◆ ASSIGNED TASK: Copy exactly the lines that run from the one containing "Thanks @rolfedh!" through the end of the entries, both ends included.
START STORED DATA
PR #2295, opened 2026-09-17
Parametrize links to simplify building downstream documentation

rolfedh:
Gives the Prerequisites and Building a native executable links on the Create a new project page their own attributes, `link-quarkus-docs-prerequisites` and `link-quarkus-docs-building-native-image`. A downstream documentation build can then override each link with one value instead of patching the page, which `link-quarkus-docs-base` alone cannot do when the downstream URLs do not share the quarkus.io slugs. Both attributes resolve to the current URLs, so the community site renders unchanged.


ppalaga (approved):
Thanks @rolfedh!

Again, the PR description contained too much text for what the PR did.

PR #2297, opened 2026-09-18
Refer to the Generate your application button by its label, not its color

rolfedh:
Naming a control only by its color is an accessibility problem. The step now names the button by its label, in bold as a UI element.


rolfedh:
@ppalaga

PR #2299, opened 2026-09-18
Give the Caller threads and callback threads section an explicit ID

rolfedh:
The `quarkus.cxf.client.worker-dispatch-timeout` description linked this section by its generated ID, which changes with the `idprefix` and `idseparator` settings, so the link breaks in downstream documentation builds that use other values. An explicit ID, like the other linked sections on the page have, keeps it working everywhere.


rolfedh:
@ppalaga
END STORED DATA
◆ ANSWER SECTION:
Thanks @rolfedh!

Again, the PR description contained too much text for what the PR did.

PR #2297, opened 2026-09-18
Refer to the Generate your application button by its label, not its color

rolfedh:
Naming a control only by its color is an accessibility problem. The step now names the button by its label, in bold as a UI element.


rolfedh:
@ppalaga

PR #2299, opened 2026-09-18
Give the Caller threads and callback threads section an explicit ID

rolfedh:
The `quarkus.cxf.client.worker-dispatch-timeout` description linked this section by its generated ID, which changes with the `idprefix` and `idseparator` settings, so the link breaks in downstream documentation builds that use other values. An explicit ID, like the other linked sections on the page have, keeps it working everywhere.


rolfedh:
@ppalaga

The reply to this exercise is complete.